Abusers live in secrecy, and their kids are shy and closed-off."

"Except the ones who don't and aren't," said Madeline.

"Well, I guess they better hope you aren't on the jury, since you already got that man convicted."

"Reasonable doubt, that's the law," said Madeline. "When he tells people she was inside the waterbed and there wasn't a break in it anywhere until he cut it open to get her out, then he better plead insanity because ain't no jury in this city, white or black, that would let him off. He ain't O. J.

and ain't nobody going to believe him if he starts talking about the LAPD framing him, not even if he got Johnnie Cochran and a choir of angels on his defense team."

"Johnnie Cochran ain't taking this case anyway," said Ura Lee, "cause the Browns don't have that kind of money and besides, Tamika isn't dead."

"Brain-damaged so she might as well be dead. Poor little girl."

Ura Lee looked over at the hallway and saw Mack standing there. "You need something, Mack?"

"Did Tamika go into the water last night?" he asked.

"It's not like we were talking soft," said Ura Lee. "Mack, don't you have homework?"

"I'm five."

"No reason to treat you like babies," said Ura Lee.

Mack and Madeline both looked at her like she was crazy.

"That's why I don't tell jokes," said Ura Lee. "Nobody ever laughs."

"Nobody thinks you're joking, that's why," said Madeline.

"Yes, Mack, the Browns' little swimmer almost drowned and she was without air for so long it hurt her brain."

"She isn't dead?"

"No, Mack, she's alive. But there's things she won't be able to do anymore. Doctors don't know how bad the damage is yet. She might get some of it back, she might not."

Mack had tears in his eyes. He was taking it harder than Ura Lee would have expected.
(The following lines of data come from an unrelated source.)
PR #4999, opened 2025-05-22
hoist transform_func() calls out of loops for type stability and performance

aplavin:
# Description

Fixes # (issue)

I noticed a very slow `rangebars` plot, and found that the vast majority of time was spent in 
https://github.com/MakieOrg/Makie.jl/blob/e4b3b5b5ebde7de7b4f745b859f68ab27667e364/src/basic_recipes/error_and_rangebars.jl#L265-L267
Turns out, this is caused by type instability: the type of `plot` doesn't tell anything about the type of `transform_func(plot)`. Hoisting that call out of the `map` loop helps immensely.

I also did a search for `transform_func` calls in loops, and found only one in contours – hoisted that call out of the loop as well.

No behavior changes anywhere, just performance improvements.

## Type of change

## Checklist

### DIFF
--- a/src/basic_recipes/contours.jl
+++ b/src/basic_recipes/contours.jl
@@ -264,6 +264,7 @@ function plot!(plot::T) where T <: Union{Contour, Contour3d}
         transform_marker = false
     )
 
+    transfunc = transform_func(plot)
     lift(plot, scene.camera.projectionview, transformationmatrix(plot), scene.viewport,
             labels, labelcolor, labelformatter, lev_pos_col
         ) do _, _, _, labels, labelcolor, labelformatter, lev_pos_col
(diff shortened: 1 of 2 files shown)


src/basic_recipes/contours.jl
```diff
@@ -264,6 +264,7 @@ function plot!(plot::T) where T <: Union{Contour, Contour3d}
         transform_marker = false
     )
 
+    transfunc = transform_func(plot)
     lift(plot, scene.camera.projectionview, transformationmatrix(plot), scene.viewport,
```
asinghvi17, line 268: Better to lift on transform_func_obs(plot), since the transform func can change arbitrarily during display.

src/basic_recipes/error_and_rangebars.jl
```diff
@@ -261,8 +261,9 @@ function plot_to_screen(plot, points::AbstractVector)
     spvm = clip_to_space(cam, :pixel) * space_to_clip(cam, space) *
         f32_convert_matrix(plot, space) * transformationmatrix(plot)[]
 
+    transfunc = transform_func(plot)
```
asinghvi17, line 264: here, transfunc should be passed in to plot_to_screen, lifted from transform_func_obs(plot) here:

https://github.com/MakieOrg/Makie.jl/pull/4999/files#diff-66312870738e99091c1bc0a5c6577921970f5caabba3348970fefdef0b963369L212

asinghvi17 (changes requested):

PR #5001, opened 2025-05-22
make plotkey() zero-cost

aplavin:
A trivial change to make `plotkey()` zero-cost in runtime. This function is sometimes convenient to use in loops, and it should fundamentally be free to call.


SimonDanisch:
I guess that's a fair use of `@generated`! :)

PR #125, opened 2020-12-17
Report additional collector config settings

uhoh-itsmaciek:
Report additional collector config settings

This adds some more metadata about collector configuration to full
snapshots:

 - whether aws_assume_role is set
 - whether aws_account_id is set
 - the skip_if_replica setting
 - the filter_query_text setting


lfittl (approved):
:+1:

PR #126, opened 2020-12-17
Update AWS Go SDK to 1.36.10

uhoh-itsmaciek:
This reduces a timeout contacting the AWS metadata service, which is
impractically large on older versions, and can be a problem when
hitting the http-put-response-hop-limit (which is easy to do if, e.g.,
running a Docker container on a VM).

See https://github.com/aws/aws-sdk-go/issues/2972 and
https://github.com/aws/aws-sdk-go/commit/0c96ad536ae45eb23a2b5ed2b4ef9a840eec6f6e


lfittl (approved):
:+1:

PR #127, opened 2020-12-17
add necessary env var

caleb15:
I was on a call with pganalyze engineers and they recommended this var. I tested it and it worked once I set this along with [http_put_response_hop_limit](https://github.com/pganalyze/collector/issues/128) 2 :rocket:


caleb15:
@lfittl FYI and thanks for the help! :)

lfittl (approved):
Thanks @caleb15 for the PR!

I'll merge this for now, but FYI, we're likely to adjust the docs here to point to the collector settings docs page in the future: https://pganalyze.com/docs/collector/settings

PR #130, opened 2020-12-19
Fix error handling if last guided setup step fails

uhoh-itsmaciek:
We intend to ignore errors reporting setup progress, but we do need to
short-circuit when there *is* an error.


uhoh-itsmaciek:
Found via https://github.com/pganalyze/collector/runs/1579430644?check_suite_focus=true#step:5:7725

lfittl (approved):

PR #131, opened 2020-12-21
Ensure we only set collected_local_catalog_data when appropriate

uhoh-itsmaciek:
Right now, the flag indicates whether schema collection was successful
for a particular database, but we set it if we are at all able to
connect to a database, even if the actual data collection fails
afterward (we print warnings but that's not sufficient here).

Instead, only set the flag if collection of relation and function
metadata, and of relation and index stats, all succeed.

### DIFF
--- a/input/postgres/schema.go
+++ b/input/postgres/schema.go
@@ -2,6 +2,7 @@ package postgres
 
 import (
 	"database/sql"
+	"fmt"
 
 	"github.com/pganalyze/collector/state"
 	"github.com/pganalyze/collector/util"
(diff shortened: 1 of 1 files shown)


input/postgres/schema.go
```diff
@@ -27,28 +28,13 @@ func CollectAllSchemas(server *state.Server, collectionOpts state.CollectionOpts
...
-		ps.SchemaStats[databaseOid] = &state.SchemaStats{
-			RelationStats: make(state.PostgresRelationStatsMap),
-			IndexStats:    make(state.PostgresIndexStatsMap),
-		}
-
-		ps = collectSchemaData(collectionOpts, logger, schemaConnection, ps, databaseOid, dbName, ts.Version, server.Config.IgnoreSchemaRegexp)
+		ps = psNext
 		ts.DatabaseOidsWithLocalCatalog = append(ts.DatabaseOidsWithLocalCatalog, databaseOid)
-
-		schemaConnection.Close()
```
uhoh-itsmaciek, line 51: Extracted most of the loop to a function to make it easier to ensure the connection is closed in all paths by using `defer`.

lfittl (approved):
:+1:

Issue #124, opened 2020-12-15
Can't use the collector when there is a hash (#) in the password


shamil:
I guess it treat everything after hash as comment.

uhoh-itsmaciek:
Hi @shamil--thanks for the report. Have you tried escaping the hash in the password value with a backslash, or quoting the entire value?

caleb15:
I ran into this too - see https://github.com/pganalyze/collector/issues/132

uhoh-itsmaciek:
@caleb15 oh wow, it definitely shouldn't segfault. I only suggested quoting or escaping because a hash is a `.ini` comment character, so I assumed the hash and everything after were being ignored, leading to a different password. Are you setting the password via `db_password` or `db_url`?

uhoh-itsmaciek:
So I tried this myself with db_url and I was able to reproduce the crash. The hash character is treated as a comment by https://github.com/go-ini/ini, which we use for parsing the config file, and the resulting invalid URL fails to parse, and we're not doing proper error-checking regarding valid URLs. Unfortunately, it looks like the quoting and escaping suggestions I made earlier do *not* solve this--looks like go-ini does not handle this correctly: https://github.com/go-ini/ini/issues/277 https://github.com/go-ini/ini/issues/187 .

uhoh-itsmaciek:
We have a fix in progress for the error handling in #133 to avoid the crash and allow `#` in values, but the root cause here is that the character is reserved in URLs (since it delineates the start of the fragment), so it must be URL-encoded as `%23`. Could you please try that @caleb15 @shamil? That should work even in current collector versions.

uhoh-itsmaciek:
Closing since #133 should fix this; please reopen if there are still issues.

caleb15:
I'm using db_url. I fixed it by removing the hash.

PR #133, opened 2020-12-23
Validate db_url/DB_URL, if set, when initially reading config

uhoh-itsmaciek:
Right now, we do not validate it, so if set to an invalid URL, it can
crash some of our helper functions with a segfault due to a nil
pointer reference.

Validate at startup, but allow to continue to avoid retrofitting error
handling across helpers that right now cannot return errors. The helpers
return dummy/default values which will fail authentication.

See #124 (this is not a fix for that, since go-ini does not parse
comments correctly, but at least it will give users a proper error
message instead of a segfault.

### DIFF
--- a/config/config.go
+++ b/config/config.go
@@ -168,7 +168,10 @@ func (config ServerConfig) GetPqOpenString(dbNameOverride string) string {
 	var dbPort int
 
 	if config.DbURL != "" {
-		u, _ := url.Parse(config.DbURL)
+		u, err := url.Parse(config.DbURL)
+		if err != nil {
+			return ""
+		}
 
 		if u.User != nil {
 			dbUsername = u.User.Username()
@@ -297,7 +300,10 @@ func (config ServerConfig) GetPqOpenString(dbNameOverride string) string {
 // GetDbHost - Gets the database hostname from the given configuration
 func (config ServerConfig) GetDbHost() string {
 	if config.DbURL != "" {
-		u, _ := url.Parse(config.DbURL)
+		u, err := url.Parse(config.DbURL)
+		if err != nil {
+			return ""
+		}
 		parts := strings.Split(u.Host, ":")
 		return parts[0]
 	}
@@ -322,7 +328,10 @@ func (config ServerConfig) GetDbURLRedacted() string {
 // GetDbPort - Gets the database port from the given configuration
 func (config ServerConfig) GetDbPort() int {
 	if config.DbURL != "" {
-		u, _ := url.Parse(config.DbURL)
+		u, err := url.Parse(config.DbURL)
+		if err != nil {
+			return 5432
+		}
 		parts := strings.Split(u.Host, ":")
 
 		if len(parts) == 2 {
@@ -339,7 +348,10 @@ func (config ServerConfig) GetDbPort() int {
 // GetDbUsername - Gets the database hostname from the given configuration
 func (config ServerConfig) GetDbUsername() string {
 	if config.DbURL != "" {
-		u, _ := url.Parse(config.DbURL)
+		u, err := url.Parse(config.DbURL)
+		if err != nil {
+			return ""
+		}
 		if u != nil && u.User != nil {
 			return u.User.Username()
 		}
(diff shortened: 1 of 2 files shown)


config/config.go
```diff
@@ -322,7 +328,10 @@ func (config ServerConfig) GetDbURLRedacted() string {
 // GetDbPort - Gets the database port from the given configuration
 func (config ServerConfig) GetDbPort() int {
 	if config.DbURL != "" {
-		u, _ := url.Parse(config.DbURL)
+		u, err := url.Parse(config.DbURL)
+		if err != nil {
+			return 5432
```
lfittl, line 333: I'm thinking we should also return the zero value here (i.e. `0`), since a URL was passed that can't be handled.

lfittl (approved):
Good catch, we definitely shouldn't be ignoring these parsing problems.

I wonder if we should output a warning in this case, so that it's clear whats happening? (downside is that requires passing the logger around, but seems like that might be worth the effort - or we return an error and have the caller handle it)

config/config.go
uhoh-itsmaciek: I was afraid that might be confusing, but I think you're right, that makes more sense.

uhoh-itsmaciek:
@lfittl well, I added https://github.com/pganalyze/collector/pull/133/files#diff-b6ac6ad02a4e2347983afa3479b0bbe6673db968102194c2d52d396a6d1e8b12R424 in `Read`--that should warn when the config is read in, so any usage errors should be obvious. I don't think logging directly in the helpers has much advantage, does it?

config/read.go
```diff
@@ -420,6 +420,14 @@ func Read(logger *util.Logger, filename string) (Config, error) {
 					conf.Servers = append(conf.Servers, *config)
 				}
 			}
+
+			if config.DbURL != "" {
+				_, err := url.Parse(config.DbURL)
+				if err != nil {
+					prefixedLogger := logger.WithPrefix(config.SectionName)
+					prefixedLogger.PrintError("Could not parse db_url")
```
lfittl, line 428: Maybe clarify as "Could not parse db_url, check URL format and that special characters are correctly escaped"

lfittl:
> @lfittl well, I added https://github.com/pganalyze/collector/pull/133/files#diff-b6ac6ad02a4e2347983afa3479b0bbe6673db968102194c2d52d396a6d1e8b12R424 in `Read`--that should warn when the config is read in, so any usage errors should be obvious. I don't think logging directly in the helpers has much advantage, does it?

Ah, yeah, that works :)

config/read.go
uhoh-itsmaciek: Well, the thing is, quoting and escaping values in go-ini are both pretty broken (see https://github.com/pganalyze/collector/issues/124#issuecomment-749835070 ), so I don't think that's going to be very helpful.

However, I went looking to see if I could fix this upstream, and while that's probably not worth it (there are a lot of different flags and behaviors that might break), I did find an option that works around the issue for the most part: with `SpaceBeforeInlineComment` set to true, a `#` only begins a single-line comment if it's preceded by a space. While theoretically this could break some configurations, I think it's fairly unlikely anyone was relying on this behavior (starting a line comment *without* offsetting it from the value with a space) in practice.

In the course of this, I realized that the real issue here is that the problem character needs to be percent-encoded, so most of this is moot. But I think we can still improve the message here along the lines of your suggestion.

I also was wondering if we should tell you what the error is, but unfortunately, Go can sometimes include part of the input string in the error message:
```
maciek@starling:~/duboce-labs/collector$ grep db_url t.conf
db_url             = postgres://foo:bar#hello@localhost/dbname
maciek@starling:~/duboce-labs/collector$ ./pganalyze-collector --config=t.conf --dry-run
2020/12/28 11:48:27 E [server1] Could not parse db_url: parse "postgres://foo:bar": invalid port ":bar" after host; note that any special characters must be percent-encoded
2020/12/28 11:48:27 E Config Error: Configuration file is empty, please edit t.conf and reload the collector
```

Since this output could easily end up in your logs, that's probably not a good idea. (Also, the message here suggests the URL is still being cut off, but that's not the case: perhaps Go is only printing the substring because it considers the rest of the URL a part of the fragment, which is not relevant to this particular parsing problem.)

Since the PR is approved, I'll merge with an improved error message (without the `url.Parse` error), but let me know if you have any further thoughts.

lfittl: Makes sense re: why we can't word this like suggested. Also agreed that we should be careful with the error message containing any sensitive data, so passing through the original error message is probably not a good idea. I think this is good to go 👍

PR #134, opened 2020-12-29
Change <unidentified queryid> marker to clarify cause

uhoh-itsmaciek:
Right now, if pg_stat_statements.max is too low for a given query
workload, we may end up capturing stats for queries whose text is no
longer available to us. We flag this situation by using the string
`<unidentified queryid>` as the query text, but this is fairly opaque.
We have a change in progress to improve the display of this in-app,
but changing the actual marker string used here can help clarify
things as well.

Instead of `<unidentified queryid>`, this patch changes the text for
queries like this to `<query text unavailable>`, which describes the
situation more accurately.

### DIFF
--- a/output/transform/postgres_query.go
+++ b/output/transform/postgres_query.go
@@ -39,8 +39,8 @@ func upsertQueryReferenceAndInformation(s *snapshot.FullSnapshot, statementTexts
 
 	// Information
 	normalizedQuery := ""
-	if value.statement.Unidentified {
-		normalizedQuery = "<unidentified queryid>"
+	if value.statement.QueryTextUnavailable {
+		normalizedQuery = "<query text unavailable>"
 	} else if value.statement.InsufficientPrivilege {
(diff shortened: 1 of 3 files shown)


uhoh-itsmaciek:
Should we also change [the string we use for fingerprinting](https://github.com/pganalyze/collector/blob/master/output/transform/postgres_statements.go#L18)? Should we change the struct field name [here](https://github.com/pganalyze/collector/blob/master/state/postgres_statement.go#L13)?

lfittl:
> Should we also change [the string we use for fingerprinting](https://github.com/pganalyze/collector/blob/master/output/transform/postgres_statements.go#L18)? Should we change the struct field name [here](https://github.com/pganalyze/collector/blob/master/state/postgres_statement.go#L13)?

Makes sense to be consistent and use `<query text unavailable>` for the fingerprinting, and `QueryTextUnavailable` for the field name.

lfittl (approved):

PR #138, opened 2021-01-07
Ignore duplicate dbnames when collecting

uhoh-itsmaciek:
If a database is specified multiple times via dbname, we collect its
schema information multiple times, but fail to correctly assemble a
snapshot due to identified collisions. The inconsistent snapshots are
sent off correctly, but can cause problems when processing.

Instead, only collect each database once to avoid the issue.

We could potentially warn when this happens, but the intent is clear
so being overparticular here seems of little benefit.


lfittl (approved):
:+1:

PR #145, opened 2021-01-31
Add support for remote syslog

lfittl:
```
Add support for receiving logs from remote servers over syslog

You can now specify the new "db_log_syslog_server" config setting, or
"LOG_SYSLOG_SERVER" environment variable in order to setup the collector
as a syslog server that can receive logs from a remote server via syslog
to the server that runs the collector.

Note that the format of this setting is "listen_address:port", and its
recommended to use a high port number to avoid running the collector as root.

For example, you can specify "0.0.0.0:32514" and then send syslog messages
to the collector's server address at port 32514.

Note that you need to use protocol RFC5424, with an unencrypted TCP
connection. Due to syslog not being an authenticated protocol it is
recommended to only use this integration over private networks.
```

```
Add support for "pid=%p,user=%u,db=%d,app=%a,client=%h " log_line_prefix

This prefix misses a timestamp, but is useful when sending data over syslog.
```

```
Remote syslog: Add support for inline log line number and chunk
```

```
Add support for "user=%u,db=%d,app=%a,client=%h " log_line_prefix
```

### DIFF
--- a/input/system/selfhosted/log_receiver.go
+++ b/input/system/selfhosted/log_receiver.go
@@ -26,6 +26,16 @@ import (
 	uuid "github.com/satori/go.uuid"
 )
 
+type SelfHostedLogStreamItem struct {
+	Line string
+
+	// Optional, only used for syslog messages
+	OccurredAt time.Time
+	BackendPid int32
+	LogLineNumber int32
+	LogLineNumberChunk int32
+}
+
 const settingValueSQL string = `
 SELECT setting
 	FROM pg_settings
@@ -145,11 +155,17 @@ func SetupLogTails(ctx context.Context, servers []*state.Server, globalCollectio
 			if err != nil {
 				prefixedLogger.PrintError("ERROR - %s", err)
 			}
+		} else if server.Config.LogSyslogServer != "" {
+			logStream := logReceiver(ctx, server, globalCollectionOpts, prefixedLogger, nil)
+			err := setupSyslogHandler(ctx, server.Config.LogSyslogServer, logStream, prefixedLogger)
+			if err != nil {
+				prefixedLogger.PrintError("ERROR - %s", err)
+			}
 		}
 	}
 }
 
-func tailFile(ctx context.Context, path string, out chan<- string, prefixedLogger *util.Logger) error {
+func tailFile(ctx context.Context, path string, out chan<- SelfHostedLogStreamItem, prefixedLogger *util.Logger) error {
 	prefixedLogger.PrintVerbose("Tailing log file %s", path)
 
 	t, err := follower.New(path, follower.Config{
@@ -167,7 +183,7 @@ func tailFile(ctx context.Context, path string, out chan<- string, prefixedLogge
 		for {
 			select {
 			case line := <-t.Lines():
-				out <- line.String()
+				out <- SelfHostedLogStreamItem{Line: line.String()}
 			case <-ctx.Done():
 				prefixedLogger.PrintVerbose("Stopping log tail for %s (stop requested)", path)
 				break TailLoop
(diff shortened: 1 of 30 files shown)


input/system/selfhosted/log_receiver.go
```diff
@@ -386,10 +402,23 @@ func logReceiver(ctx context.Context, server *state.Server, globalCollectionOpts
 				// Note that we need to restore the original trailing newlines since
 				// ProcessLogStream below expects them and they are not present in the tail
 				// log stream.
```
uhoh-itsmaciek, line 404: Is this still true for syslog?

input/system/selfhosted/syslog_log_receiver.go
```diff
@@ -0,0 +1,64 @@
...
+
+				item.OccurredAt, _ = logParts["timestamp"].(time.Time)
+
+				pidStr, _ := logParts["proc_id"].(string)
+				if s, err := strconv.ParseInt(pidStr, 10, 32); err == nil {
+					item.BackendPid = int32(s)
+				}
+
+				logLineNumberStr, _ := logParts["structured_data"].(string)
+				logLineNumberParts := regexp.MustCompile(`^\[(\d+)-(\d+)\]$`).FindStringSubmatch(logLineNumberStr)
```
uhoh-itsmaciek, line 42: Should we lift this regexp initialization? In terms of performance it probably doesn't matter (and/or Go is smart enough to optimize that itself), but it would be a little more readable.

uhoh-itsmaciek (approved):
Nice. A couple of minor questions, but looks great.

input/system/selfhosted/log_receiver.go
lfittl: Yes, the way Postgres sends it it does not contain newlines (as Postgres splits at the newline boundary, or 900 characters, whichever is earlier):

https://github.com/postgres/postgres/blob/REL_13_STABLE/src/backend/utils/error/elog.c#L1948

input/system/selfhosted/syslog_log_receiver.go
lfittl: Good idea - I'll pull this out for better readability.

logs/parse.go
```diff
@@ -72,6 +73,7 @@ var LogPrefixCustom8Regexp = regexp.MustCompile(`(?s)^\[` + PidRegexp + `\]: \[`
 var LogPrefixCustom9Regexp = regexp.MustCompile(`(?s)^` + TimeRegexp + ` ` + HostAndPortRegexp + ` ` + UserRegexp + ` ` + AppRegexp + ` \[` + SessionIdRegexp + `\] \[` + PidRegexp + `\] ` + LevelAndContentRegexp)
 var LogPrefixCustom10Regexp = regexp.MustCompile(`(?s)^` + TimeRegexp + ` \[` + PidRegexp + `\]: \[` + LogLineCounterRegexp + `-1\] db=` + DbRegexp + `,user=` + UserRegexp + ` ` + LevelAndContentRegexp)
 var LogPrefixCustom11Regexp = regexp.MustCompile(`(?s)^pid=` + PidRegexp + `,user=` + UserRegexp + `,db=` + DbRegexp + `,app=` + AppInsideBracketsRegexp + `,client=` + HostRegexp + ` ` + LevelAndContentRegexp)
+var LogPrefixCustom12Regexp = regexp.MustCompile(`(?s)^user=` + UserRegexp + `,db=` + DbRegexp + `,app=` + AppInsideBracketsRegexp + `,client=` + HostRegexp + ` ` + LevelAndContentRegexp)
```
uhoh-itsmaciek, line 76: I noticed I missed this in `Custom11` before, but why `AppInsideBracketsRegexp` instead of `AppRegexp`? I see that `Custom6` is also using `AppInsideBracketsRegexp` ostensibly outside of brackets, but `Custom9` is using just `AppRegexp`. Are these misnamed or am I missing something?

uhoh-itsmaciek: Oh I see, based on the test, it looks like the value itself has brackets around it? But are the brackets not just part of the application name in that case? And what if they are not set by the application. `%a` itself does *not* add brackets, right?

uhoh-itsmaciek (approved):

logs/parse.go
lfittl: Nice, that is a good catch, I certainly got this wrong :)

Adjusted to use the correct regexp for the new prefixes, and also adjusted a few others that were incorrect in this regard.

PR #147, opened 2021-02-16
Tweak collector sample config file

uhoh-itsmaciek:
* put db_host first since this is arguably most important
 * drop port because this is almost always 5432 and an example is
   still available in the second, fuller, commented-out config


lfittl (approved):
:+1:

"Mack, this kind of thing happens sometimes. Accidents that hurt people. All you can do is pray that it doesn't happen to someone you love, and then pray for strength to deal with it if it does."

"I should have told her," said Mack.

"Told her what?"

"To stop wishing she could be a fish."

"Mack, honey, this doesn't have a thing to do with you."

But Madeline was intrigued now. "She told you she wanted to be a fish?"

Ura Lee didn't want Madeline to start making something out of this. "It wouldn't matter if she did."

"Well it would too, if it would show she had a motive for getting into that waterbed."

"Motive or not, she can't fit down the hose hole in a waterbed, and that was the only way she could have got in."

"If Mack knows something," said Madeline stubbornly, "then he's got to tell."

"He's five years old," said Ura Lee. "Nobody is going to accept his testimony, especially since there's no way Tamika could have got in that waterbed except through the gash Curtis Brown cut in it."

Ura Lee turned to Mack. "Mack, this is a grownup conversation. Tamika's going to be fine in the end, I'm sure of it. It's sweet of you to care what happens to your friend's big sister. But now you need to let us talk."

Mack turned around and went back up the hall. Madeline was about to talk again, but Ura Lee held up her hand till she heard the door close. Then she got up and walked to the hall and looked down to make sure Mack wasn't faking being out of earshot.

"Well?" asked Madeline, when Ura Lee returned to the living room.

"Well I did not go over there to spy on them. I think you want to talk to Miz Ophelia for that kind of thing."

"Oh, she wouldn't go in that room, she called it the death room and said it had some powerful curse on it."

"Well, if you're reduced to asking me for gossip, Madeline, you are at the bottom of the barrel, cause nobody tells me anything and I wouldn't remember it if they did."

In his bedroom, Mack was afraid to go to sleep. What if he dreamed again, and someone else had something terrible happen to them? So many cold dreams. A whole neighborhood full of them.